Я услышала голос Кости и поняла, что остановилась посреди улицы, крепко прижимая к себе
Шкатулку с душой близкого человека внутри.
— Извини, — я протерла слипающиеся глаза. — Задумалась.
Костя подошел ко мне и наклонил голову, чтобы видеть мое лицо.
— Задам самый идиотский вопрос, но… как ты?
Я хрипло усмехнулась.
— Буду в порядке.
Нескоро, но все обязательно наладится. Потребуется время, чтобы без дрожи вспоминать
сегодняшний вечер, попытку самоубийства мамы, почерневшую душу отца, балансирующую на
грани с безумием, но сумевшую вернуться к свету, шок Ани… Прошло несколько минут с тех пор, как мы вышли из подъезда, но для меня этот короткий промежуток времени был равен
бесконечности.
— Я сочувствую, Женька, — тихо сказал Костя.
— Да. Я тоже, — еще тише пробормотала я.
Мне вновь предстоит попрощаться с папой. Как и восемь месяцев назад, я буду смотреть на его
исчезающую душу и давиться непрекращающимися слезами. А потом не смогу встать с постели
неделю, буду думать, думать и думать… терзать себя до изнеможения.
Я слегка опешила, когда Костя один шагом миновал оставшееся расстояние между нами и притянул
меня к себе. Его руки бережно, но крепко обвились вокруг моих плеч. Он уткнулся носом мне в шею
и шумно выдохнул. Его горячее дыхание прогнало волну мурашек по моему закаменелому телу.
Я не шевелилась какое-то время, но, расслабившись, обвила талию Кости одной рукой и закрыла
глаза.
— Спасибо.
— За что? — удивленно спросил он, отклонив голову.
Я прижалась лбом к его груди.
— За все.
— Женька, — Костя вновь стиснул меня в объятиях.
Мы стояли в обнимку посреди улицы, освещаемой старыми фонарями. Ветер кружил вокруг нас в
беспокойном танце, пробираясь под мою майку с рубашкой. Но руки Кости, гладящие меня по
волосам и спине, не давали замерзнуть. Невероятно, что в такой холод он оставался теплым и
делился теплом со мной.
Мимолетное душевное спокойствие развеялось с прогремевшей рок-песней. Костя отстранился, залез
в глубокий карман толстовки, которую я вручила ему обратно сразу после того, как мы ушли с
набережной, и стал шарить в поисках белого «Sony Xperia».

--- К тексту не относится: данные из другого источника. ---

PR #232, opened 2024-01-25
Various updates to database schema

bourque:
# Change Summary

## Overview
This PR makes some additions/changes to our database schema. I reckon that this might spawn in a larger discussion on the finer details of the schema. All opinions welcome!

## Updated Files

- `sds_data_manager/lambda_code/SDSCode/database/models.py`
    - Adding unique constraints
    - Adding new enum for file extensions
    - Renaming global variable to uppercase (I think this is conventional?)
    - Added some maximum lengths for some string columns
    - Added draft of `version` table


sds_data_manager/lambda_code/SDSCode/database/models.py
```diff
@@ -98,32 +109,79 @@ class FileCatalog(Base):
...
 
     # TODO: determine cap for strings
     id = Column(Integer, Identity(start=1, increment=1), primary_key=True)
     file_path = Column(String, nullable=False)
-    instrument = Column(instruments, nullable=False)
-    data_level = Column(data_levels, nullable=False)
-    descriptor = Column(String, nullable=False)
+    instrument = Column(INSTRUMENTS, nullable=False)
+    data_level = Column(DATA_LEVELS, nullable=False)
+    descriptor = Column(String(20), nullable=False)
```
bourque, line 142: I'm thinking we don't want our `descriptors` to be incredibly long. I mostly arbitrarily chose `20` here, but i'm not really sure what this should be, if anything.

sds_data_manager/lambda_code/SDSCode/database/models.py
```diff
@@ -98,32 +109,79 @@ class FileCatalog(Base):
...
     start_date = Column(DateTime, nullable=False)
     end_date = Column(DateTime, nullable=False)
-    version = Column(String, nullable=False)
-    extension = Column(String, nullable=False)
+    version = Column(String(6), nullable=False)
```
bourque: Chose `6` here for the 6 characters in `vXX-YY`

sds_data_manager/lambda_code/SDSCode/database/models.py
```diff
@@ -98,32 +109,79 @@ class FileCatalog(Base):
     """File catalog table"""
 
     __tablename__ = "file_catalog"
+    __table_args__ = UniqueConstraint(
```
tech3371: I looked up what this does and chatgpt said this
```
The UniqueConstraint in SQLAlchemy is used to define a constraint at the table level that ensures the uniqueness of data across multiple columns. When you apply a UniqueConstraint to a set of columns, SQLAlchmey and the underlying database ensure that no two rows of the table contain the same combination of values in those columns. This is particularly useful when you want to enforce uniqueness across a combination of columns, rather than just a single column.
```
That's great that it does that for us. Nice!

tech3371 (approved):
Nice! Thank you for doing this! LGTM

sds_data_manager/lambda_code/SDSCode/database/models.py
maxinelasp: What is the result of this if you try and add a duplicate? Does it throw an error? I like this constraint in the database, but it will be something we need to handle in indexer

sds_data_manager/lambda_code/SDSCode/database/models.py
maxinelasp: Maybe make it 7 or 8 just in case? I could see hitting 3 digit versions and it would be an annoying thing to fix

maxinelasp (approved):
I like the changes! One comment about the version len

sds_data_manager/lambda_code/SDSCode/database/models.py
bourque: Good point. Yes, I believe SQLAlchemy will throw an `IntegrityError`. I will check the indexer code to make sure it is handled properly.

PR #233, opened 2024-01-26
added batch job event handler to indexer lambda

tech3371:
# Change Summary
Added batch job event handler to indexer lambda

## Updated Files
   - Main changes to handle batch job event
- sds_data_manager/lambda_code/SDSCode/path_helper.py
   - Added TODO

## Testing
tests/lambda_endpoints/test_indexer_lambda.py

### DIFF
--- a/sds_data_manager/lambda_code/SDSCode/indexer.py
+++ b/sds_data_manager/lambda_code/SDSCode/indexer.py
@@ -46,8 +46,8 @@ def get_file_creation_date(s3_uri):
     # time looks like this:
     # 2024-01-25 23:35:26+00:00
     # Formats the datetime object to a string with the format "%Y%m%d".
-    ingestion_data_str = file_creation_date.strftime("%Y%m%d")
-    return datetime.datetime.strptime(ingestion_data_str, "%Y%m%d")
+    # ingestion_data_str = file_creation_date.strftime("%Y%m%d")
+    return file_creation_date
 
 
 def get_dependency(instrument, data_level, descriptor, direction, relationship):
@@ -146,7 +146,7 @@ def s3_event_handler(event):
     try:
         science_file = ScienceFilepathManager(filename)
     except InvalidScienceFileError as e:
-        logger.info(str(e))
+        logger.error(str(e))
         return http_response(status_code=400, body=str(e))
 
     # setup a dictionary of metadata parameters to unpack in the
@@ -155,7 +155,7 @@ def s3_event_handler(event):
     metadata_params["file_path"] = s3_filepath
 
     if metadata_params["data_level"] != "l0":
-        logger.info("Invalid data level. Expected l0")
+        logger.error("Invalid data level. Expected l0")
         return http_response(status_code=400, body="Invalid data level")
 
     # Add data to the file catalog and status tables
@@ -179,7 +179,7 @@ def s3_event_handler(event):
         logger.info(f"Inserting {filename} into database")
         update_status_table(status_params)
     except Exception as e:
-        logger.info(str(e))
+        logger.error(str(e))
         return http_response(status_code=400, body=str(e))
 
     # Query to get foreign key id for catalog table
@@ -193,14 +193,14 @@ def s3_event_handler(event):
         status_tracking = session.execute(query).first()
 
     if status_tracking is None:
-        logger.info("No status tracking record found")
+        logger.error("No status tracking record found")
         return http_response(status_code=400, body="No status tracking record found")
 
     try:
         metadata_params["status_tracking_id"] = status_tracking.id
         update_file_catalog_table(metadata_params)
     except Exception as e:
-        logger.info(str(e))
+        logger.error(str(e))
         return http_response(status_code=400, body=str(e))
 
     return http_response(status_code=200, body="Success")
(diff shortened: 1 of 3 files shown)


sds_data_manager/lambda_code/SDSCode/indexer.py
```diff
@@ -21,6 +21,35 @@
...
+    logger.info(f"key: {key}")
+
+    response = s3_client.head_object(Bucket=bucket_name, Key=key)
+    file_creation_date = response["LastModified"]
+
+    # time looks like this:
+    # 2024-01-25 23:35:26+00:00
+    # Formats the datetime object to a string with the format "%Y%m%d".
+    ingestion_data_str = file_creation_date.strftime("%Y%m%d")
+    return datetime.datetime.strptime(ingestion_data_str, "%Y%m%d")
```
greglucas: If we are using datetime objects in the DB, do we actually want to keep the entire datetime interval?

sds_data_manager/lambda_code/SDSCode/indexer.py
```diff
@@ -215,16 +245,94 @@ def batch_event_handler(event):
...
+    # TODO: post demo, revisit this and improve it
     if event["detail"]["status"] == "SUCCEEDED":
-        # TODO:
-        # Get filename and then
-        # write it to file catalog table
-        pass
+        # Frist write to status table and then
+        # write to file catalog with foreign key
+        # information
+        try:
```
greglucas, line 267: A couple of comments here.

* Should we move the try/except up to the very highest levels of these handlers and surround the entry-point into the function? Then we wouldn't need to try/except all the various blocks.
```python
def handler(event, context):
    try:
        return sub_handler(event, context)
    except Except as e:
        return http_response(status_code=400, body=str(e))
```

* You might want to move the if/elif inside the Session() calls, so you don't need to repeat quite as much boilerplate.

sds_data_manager/lambda_code/SDSCode/indexer.py
```diff
@@ -215,16 +245,94 @@ def batch_event_handler(event):
...
+                #     "DetailType": "Processed File",
+                #     "Detail": {
+                #         "object": {
+                #               "key": filename
+                #         },
+                #     },
+                # }
+        except Exception as e:
+            logger.info(str(e))
+            return http_response(status_code=400, body=str(e))
```
greglucas: minor nit, but if you are catching an exception it should probably be logged at the error level to really catch our eyes.

tests/lambda_endpoints/test_indexer_lambda.py
```diff
@@ -128,26 +129,68 @@ def populate_db(test_engine):
...
+    # first create test bucket
+    s3_client.create_bucket(
+        Bucket="data-bucket",
+        CreateBucketConfiguration={"LocationConstraint": "us-west-2"},
+    )
+    # write file to s3
+    s3_client.put_object(
+        Bucket="data-bucket",
+        Key=(
+            "imap/swapi/l1/2023/01/" "imap_swapi_l1_sci-1m_20230724_20230724_v02-01.cdf"
```
greglucas:
```suggestion
            "imap/swapi/l1/2023/01/imap_swapi_l1_sci-1m_20230724_20230724_v02-01.cdf"
```

sds_data_manager/lambda_code/SDSCode/indexer.py
```diff
@@ -200,10 +229,11 @@ def batch_event_handler(event):
                     "123456789012.dkr.ecr.us-west-2.amazonaws.com/" "codice-repo:latest"
                 ),
                 "command": [
-                    "python",
                     (
-                        "imap_cli --instrument codice --level l1a "
-                        "--filename '<s3-filepath>'"
+                        "--instrument hit --level l1a "
+                        "--s3_uri 's3://bucket_name/imap/hit/l1a/2024/01/"
```
greglucas, line 234: Can we avoid `s3_uri`? I think it'd be nice if we only use the paths and let the bucket be a detail. I think that might also simplify your path parsing below too.

greglucas (approved):

sds_data_manager/lambda_code/SDSCode/indexer.py
tech3371: I think that makes sense since it's important to keep time of ingestions. I won't reformat it.

sds_data_manager/lambda_code/SDSCode/indexer.py
tech3371: I wondered that myself but Batch command was passing `s3_uri` and I changed others to match that. It gonna need some refactoring. I will revisit that demo. We will need to change in most places.

sds_data_manager/lambda_code/SDSCode/indexer.py
tech3371: I will visit that after demo too.

sds_data_manager/lambda_code/SDSCode/indexer.py
laspsandoval: Noted.

tech3371:
I am going to merge this even though codecov percentage is low. places it's complaining will be refactor and go away after demo.

PR #234, opened 2024-01-26
Added custom PutEvent to Batch Starter Lambda

tech3371:
# Change Summary
Added custom PutEvent to batch starter lambda which sends event to EventBridge. And There is EventBridge rule on indexer lambda that listens for this event.

## New Files
- sds_data_manager/lambda_code/SDSCode/lambda_custom_events.py
   - Dataclass to store EventBridge event details
 

## Updated Files
- sds_data_manager/lambda_code/batch_starter.py
   - Added function to send custom event to EventBridge from lambda
   - mock events

## Testing

### DIFF
--- a/sds_data_manager/lambda_code/SDSCode/batch_starter.py
+++ b/sds_data_manager/lambda_code/SDSCode/batch_starter.py
@@ -12,7 +12,6 @@ from .database import database as db
 from .database import models
 from .lambda_custom_events import IMAPLambdaPutEvent
 
-
 # Logger setup
 logger = logging.getLogger()
 logger.setLevel(logging.DEBUG)
--- a/sds_data_manager/lambda_code/SDSCode/batch_starter.py
+++ b/sds_data_manager/lambda_code/SDSCode/batch_starter.py
@@ -10,7 +10,8 @@ from sqlalchemy.orm import Session
 
 from .database import database as db
 from .database import models
-from .lambda_custom_events import EventDetail, IMAPLambdaPutEvent
+from .lambda_custom_events import IMAPLambdaPutEvent
+
 
 # Logger setup
 logger = logging.getLogger()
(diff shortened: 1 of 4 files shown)


sds_data_manager/lambda_code/batch_starter.py
```diff
@@ -338,6 +336,60 @@ def extract_components(filename: str):
...
+    command = command_parameters.split("--")
+    s3_uri = command[3].replace("s3_uri '", "").replace("' ", "")
+    dependency = command[-1].replace("dependency ", "")
+
+    # Create event["detail"] information
+    detail = EventDetail(
+        file_to_create=s3_uri,
+        status=models.Status.INPROGRESS.value,
+        dependency=dependency,
+    )
```
greglucas: I will just voice my slight preference for not using dataclasses everywhere and leaving this as a simple dictionary and avoiding the `asdict(EventDetail)` call in the other dataclass. I know I'm in the minority here though, so it is fine to keep it as-is too.
```suggestion
    detail = {
        "file_to_create": s3_uri,
        "status": models.Status.INPROGRESS.value,
        "dependency": dependency,
    }
```

greglucas (approved):

sds_data_manager/lambda_code/batch_starter.py
```diff
@@ -338,6 +336,60 @@ def extract_components(filename: str):
     return components
 
 
+def send_lambda_put_event(command_parameters):
+    """Sends custom PutEvent to EventBridge
```
laspsandoval: So glad you have an example here. My question is: I thought that this was the information that would be used to populate the StatusTracking table, which has the following columns. 

    file_to_create_path = Column(String, nullable=False)
    status = Column(statuses, nullable=False)
    job_definition = Column(String, nullable=False)
    ingestion_date = Column(DateTime, nullable=True)
    
We've had a lot of conversations so maybe that's changed. You might just need to get me up to speed on this.

laspsandoval:
Just a comment on the PUT event. We can discuss at the meeting. Looks good besides that.

sds_data_manager/lambda_code/batch_starter.py
tech3371: That's true. This event is suppose to send custom putevent from batch starter to indexer lambda to populate status table. But we send this information to initialized that table with `file_to_create`, `status` and initialize others a null. Then when batch job finishes we update table with new information and update status as well based on batch job event.

tech3371:
pre-commit.ci autofix

PR #235, opened 2024-01-26
FIX: Change to path params instead of query params in APIs

greglucas:
# Change Summary

## Overview
For the download and upload API we are switching to path params instead of query params. Query params are still used for the query route to search the database.

## Updated Files

* Changed `download_query_api` to `download_api` because there is a separate `query_api` file. This makes all the naming consistent in the lambdas, but shows up as a diff because there was already a `download_api` file which was only being used for testing.


sds_data_manager/lambda_code/SDSCode/download_api.py
```diff
@@ -1,30 +1,104 @@
...
+        corresponding status code in case of failure.
+    """
+    one_day = 86400
+    url_life = os.environ.get("URL_EXPIRE", one_day)
+    path_params = event.get("pathParameters", {}).get("proxy", None)
+    logger.debug("Parsing path parameters=[%s] from event=" "[%s]", path_params, event)
+    if not path_params:
+        response_body = (
+            "No file requested for download. Please provide a filename "
+            "in the path. Eg. /download/filename.pkts"
```
tech3371: Should we add this so that user know that we expect full path on s3 since that's how we check in the try/except.
```suggestion
            "in the path. Eg. /download/<filepath-if-exist>/filename.pkts"
```

sds_data_manager/lambda_code/SDSCode/upload_api.py
```diff
@@ -50,25 +50,30 @@ def lambda_handler(event, context):
 
     :return: A pre-signed url where users can upload a data file to the SDS.
     """
-    logger.info(f"Event: {event}")
```
tech3371, line 53: I found event logs helpful when looking through logs.

sds_data_manager/lambda_code/SDSCode/upload_api.py
```diff
@@ -50,25 +50,30 @@ def lambda_handler(event, context):
...
+    try:
+        science_file = ScienceFilepathManager(filename)
+    except InvalidScienceFileError as e:
+        logger.error(str(e))
+        return {"statusCode": 400, "body": str(e)}
 
     s3_key_path = science_file.construct_upload_path()
 
-    url = _generate_signed_upload_url(s3_key_path, tags=event["queryStringParameters"])
+    url = _generate_signed_upload_url(s3_key_path)
```
tech3371, line 76: Recently, I noticed that we(including myself) don't add as many logs for when everything goes as expected and that leads to almost empty logs on cloudwatch which makes it seems like nothing happened.

tech3371 (approved):
I had few minor comments. Otherwise, it looks great

sds_data_manager/lambda_code/SDSCode/upload_api.py
greglucas: It is included down below now in a debug log.
`logger.debug("Parsing path parameters=[%s] from event=" "[%s]", path_params, event)`

sds_data_manager/lambda_code/SDSCode/upload_api.py
greglucas: You want to include tags on the s3 object? The queryStringParameters should be what was sent in the pathParams now, which was logged on entry to the lambda I thought.

sds_data_manager/lambda_code/SDSCode/download_api.py
greglucas: Good point, I'll update this!

sds_data_manager/lambda_code/SDSCode/upload_api.py
tech3371: ah yes. Didn't see that

sds_data_manager/lambda_code/SDSCode/upload_api.py
tech3371: Sorry for the confusion. This comment was not meant for this line of code but as general comment.

sds_data_manager/lambda_code/SDSCode/download_query_api.py
bourque, line 1: Thanks for moving the logic to `download_api.py`. It was bugging me that we had both a `download_api` and `download_query_api` 😅

sds_data_manager/lambda_code/SDSCode/download_api.py
```diff
@@ -1,30 +1,104 @@
...
+
+    s3_client = boto3.client("s3")
+
+    # check if object exists
+    try:
+        s3_client.head_object(Bucket=bucket, Key=filepath)
+    except botocore.exceptions.ClientError as e:
+        if e.response["Error"]["Code"] == "404":
+            # object doesn't exist
+            return http_response(status_code=404, body="File not found in S3.")
```
bourque, line 90: I will need to add this `404` to the API docs (easy to do!). Should I just push a commit to this PR for that or would you prefer I open a separate PR?

sds_data_manager/lambda_code/SDSCode/upload_api.py
```diff
@@ -50,25 +50,30 @@ def lambda_handler(event, context):
...
-
-    filename = event["queryStringParameters"]["filename"]
-
-    science_file = ScienceFilepathManager(filename)
-
-    if not science_file.is_valid:
-        return {"statusCode": 400, "body": science_file.error_message}
+    # TODO: Handle other filetypes other than science files
+    #      The current ScienceFilepathManager only accepts filenames, not the full path
+    filename = os.path.basename(path_params)
```
bourque, line 67: Do we anticipate adding support for filepaths before our demo next week? Just wondering so I can make sure the API documentation matches what we support. Currently the API docs specify that filepaths are valid.

bourque (commented):
This looks good and (mostly) matches what we have documented in the API documentation. I just have a few questions.

sds_data_manager/lambda_code/SDSCode/download_api.py
greglucas: This PR? Your docs were in imap_processing though right?

sds_data_manager/lambda_code/SDSCode/upload_api.py
greglucas: This is somewhat confusing to read at first. But the `SciencFilepathManager` only accepts the filenames, our API accepts the full path. This `basename` is here to strip off the front path part for now and why I put the TODO in. So, to summarize we currently accept full paths (or just filenames too), but only full paths to science file naming conventions if that makes sense.

sds_data_manager/lambda_code/SDSCode/download_api.py
bourque: Ah yes, I completely overlooked that this PR is in `sds-data-manager` 😅

sds_data_manager/lambda_code/SDSCode/upload_api.py
bourque: Yes, that makes sense. Thanks for clarifying!

PR #239, opened 2024-01-29
Batch starter fix

tech3371:
# Change Summary
Fix for batch starter lambda timing out when submitting job. These are the fixes
* Added batch endpoint to VPC gateway interface.
* Added permission to the lambda to submit batch and send EventBridge event.


laspsandoval (approved):
Thanks for doing this.

PR #240, opened 2024-01-30
Rename s3 uri

tech3371:
# Change Summary
Rename to match database name:
* s3_uri to file_path
* file_to_create to file_to_create_path

### DIFF
--- a/sds_data_manager/lambda_code/SDSCode/batch_starter.py
+++ b/sds_data_manager/lambda_code/SDSCode/batch_starter.py
@@ -221,7 +221,7 @@ def query_upstream_dependencies(session, downstream_dependents, data, s3_bucket)
                 f"imap_{instrument}_{level}_sci_{start_date}_{end_date}_{version}.cdf"
             )
 
-            prepared_data = prepare_data(filename, upstream_dependencies, s3_bucket)
+            prepared_data = prepare_data(filename, upstream_dependencies)
             instruments_to_process.append(
                 {"filename": filename, "prepared_data": prepared_data}
             )
@@ -253,7 +253,7 @@ def load_data(filepath: Path):
     return data
 
 
-def prepare_data(filename, upstream_dependencies, s3_bucket):
+def prepare_data(filename, upstream_dependencies):
     """
     Prepares data for batch job.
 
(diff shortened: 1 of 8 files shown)


sds_data_manager/lambda_code/SDSCode/batch_starter.py
```diff
@@ -347,7 +345,7 @@ def send_lambda_put_event(command_parameters):
         "Source": "imap.lambda",
         "DetailType": "Job Started",
         "Detail": {
-            "file_to_create": "<s3_uri>",
+            "file_to_create_path": "<file_path>",
```
greglucas: I would put the path right after the file throughout here.
```suggestion
            "file_path_to_create": "<file_path>",
```

tests/lambda_endpoints/test_indexer_lambda.py
```diff
@@ -132,6 +132,13 @@ def populate_db(test_engine):
         yield session
 
 
+@pytest.fixture()
+def set_env():
+    # Set the environment variable
+    os.environ["S3_DATA_BUCKET"] = "data-bucket"
+    return ""
```
greglucas: We should set this with setenv:
https://docs.pytest.org/en/latest/reference/reference.html#pytest.MonkeyPatch.setenv
Do you want to put this in a conftest.py file for all tests?

```suggestion
@pytest.fixture(autouse=True)
def set_env(monkeypatch):
    # Set the environment variable
    monkeypatch.setenv("S3_DATA_BUCKET", "test-data-bucket")
```

greglucas (approved):
Looks good to me. Just two minor comments.

sds_data_manager/lambda_code/SDSCode/batch_starter.py
tech3371: I was trying to match what we called in the database. Should I rename all to that?

tests/lambda_endpoints/test_indexer_lambda.py
tech3371: oh ok. Thank you!

sds_data_manager/lambda_code/SDSCode/batch_starter.py
greglucas: My main comment is just that we're changing `file` -> `file_path`, not appending `path` to the variables. I think it sounds better that way at least.

So, IMO, yes I think all of the places that were updated to `file_to_create_path` should be renamed to `file_path_to_create`.

tech3371: changed that now.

— Да где же ты, — ворчливо бормотал он.
Телефон оказался во внутреннем кармане, о существовании которого я не подозревала до этого
момента.
Высветившееся на голубом экране имя заставило Костю встревожено нахмуриться.
— Да, — он ответил рявкающим тоном, поднеся «Sony» к уху, но тут же отдернул руку, и я
услышала чей-то гаркающий голос. — Не ори, идиот! Я телефон не мог найти. Чего хотел?
Костя внимательно слушал своего собеседника и кивал.
— Понял. Где ты?
Его сосредоточенный вид выбил меня из колеи. С кем и о чем он разговаривал?
— Не суйся один. Дождись меня, — Костя ухмыльнулся. — Куда ж ты денешься, дубина?